There, in the place where many had avowed would save him he learnt important lessons about life. When you erred, when you were a boy who shamed your parents and paid no heed to the warnings of your teachers, you were punished. You were punished cruelly.

When his mother came to visit him, he told her. Mama, he calls me his wife, he makes me do things to him, things I do not want to do. Please take me home, I am afraid. His mother listened with narrowed eyes and a look of fury clouded her eyes. Before he could blink a stinging slap had cracked his cheek and he was left gaping as she stormed away; leaving him in the nightmare. You see they had warned the mother; the drugs would make her boy lie, she ought not to believe a word he said.

He escaped of course. He would not submit any longer. Living in a hovel whereupon others, bound by chains and ropes, others convulsing in startling shudders, had defecated where they lay. He could not stay. Not when sometimes, the kindly reverend’s wife he had always seen at church would bring their meagre rations of food half cooked. They were savages, she would waste no electricity cooking their meals through; they would eat what they were given; half starved, they would swallow the food, not daring to refuse it. Of all the things that had happened there, she was his biggest betrayal - a woman who cooed over babies and fed the hungry by day, so cruel under cloak of night.

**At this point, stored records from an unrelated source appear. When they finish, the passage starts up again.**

PR #179, opened 2023-10-07
Implement a few mxomni functions

MishaProductions:
- Implemented MxOmni::Create (doesn't match probably due to inline constructors)
 - Implemented MxOmni::StartTimer and StopTimer
 - Improved accuracy of MxOmni::Notify
 As a result of implementing MxOmni::Create, the game no longer crashes with our lego1 when you run it.

### DIFF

He went home but his mother took him back. And this time he joined those who were in chains. He learnt that in order to be treated marginally better he had to pretend. Pretend to repent, pretend to be cured of his addiction, and pretend to love his mother. Pretend.

Because he could not be trusted to keep on the illuminated path, his mother sent him to live there. By the grace of a God who could not possibly be the same as that which his captors praised he passed Matric, perhaps the first miracle to ever come to that dark place. Rejoicing, he saw his freedom approach, who could hold him now, when he had the passage to a future?

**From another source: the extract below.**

PR #215, opened 2023-10-16
implement GasStationState::GasStationState()

Ramen2X:
Implements GasStationState::GasStationState(). This is not matching due to register swapping, and I wasn't able to remedy it successfully.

The first night home, he says because freedom is a heady drug and he wanted to celebrate it, he smoked his first joint in three years and plunged back to the hole he had pretended to climb out of for three years. His mind undone, a neighbour took him to the hospital where he quite amusingly smashed all he came across, believe inanimate objects to be alive. The doctors agreed he would have to be taken to a mental institution for proper care.

Like a thief, his mother stole him from the only road that could have saved him. Back to The Saviours he would go. Hadn’t he been clean for three years? Was that not PROOF that The Saviours were the angels of God? No hospital would ever cure him she wagered and to the lions she fed his addled carcass.

I came across him wondering along the road, a chain dragging behind him. After a week of no drugs his mind had returned and again he had escaped his prison. He showed me the marks on his back where a whip had lain into him. He showed me the padlock on his chains. He begged me; please help me.